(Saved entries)
PR #744, opened 2026-09-13
feat(fs): add atomic file publication capability

wolfy-j:
A retained application configuration currently has to be truncated in place or removed before recreation through Lua. A failed write can leave partial content, and resolving a changed parent path can redirect a later write. Add `fs:writefile_atomic(path, content)` through an optional `fs.AtomicWriteFS` capability.

The directory provider on Linux/macOS pins verified parent directory handles, refuses symlink parents and nonregular targets, writes an exclusive temporary file, syncs/closes it, and renames within the pinned directory. Directory-sync failure after rename reports that publication happened but durability is uncertain. Unsupported providers/platforms refuse explicitly. This does not add compare-and-swap or change existing write methods.

Lua accepts strings up to 8 MiB and requests mode 0600. Provider failures use fixed error messages so file content cannot leak through diagnostics. Existing filesystem grants and backend permissions still govern access.

Validation: filesystem API, directory and Lua module race suites; repository-pinned lint for changed packages; Darwin arm64 and Windows amd64 directory-package cross-compilation. Tests exercise real Lua/backend publication, unsupported/denied operations, input bounds, path/link refusal, parent replacement into a sibling, concurrent whole-file readers/writers, temporary cleanup and write/sync/close/rename/post-publication failures. macOS is cross-compiled, not executed; Windows implementation is explicitly unsupported.

This is a runtime capability only. Bee's retained configuration consumer and real-provider cold recovery are separate follow-up acceptance. No runtime merge or Bee runtime-pin change is requested here.

### DIFF
--- a/api/fs/errors.go
+++ b/api/fs/errors.go
@@ -21,3 +21,8 @@ var (
 	ErrNotEmpty    = errors.New("directory is not empty")
 	ErrBusy        = errors.New("filesystem resource is busy")
 )
+
+var (
+	ErrAtomicWriteUnsupported = errors.New("atomic file publication is unsupported")
+	ErrPublishedSyncFailed    = errors.New("file published but directory sync failed")
+)
--- a/api/fs/fs.go
+++ b/api/fs/fs.go
@@ -82,3 +82,13 @@ type (
 		GetFS(name string) (FS, bool)
 	}
 )
+
+// AtomicWriteFS is an optional whole-file publication capability. Implementations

What is expected =
Check each line of the records for the string "errors" and copy those that have it.

Response =
--- a/api/fs/errors.go
+++ b/api/fs/errors.go
 	ErrNotEmpty    = errors.New("directory is not empty")
 	ErrBusy        = errors.New("filesystem resource is busy")
+	ErrAtomicWriteUnsupported = errors.New("atomic file publication is unsupported")
+	ErrPublishedSyncFailed    = errors.New("file published but directory sync failed")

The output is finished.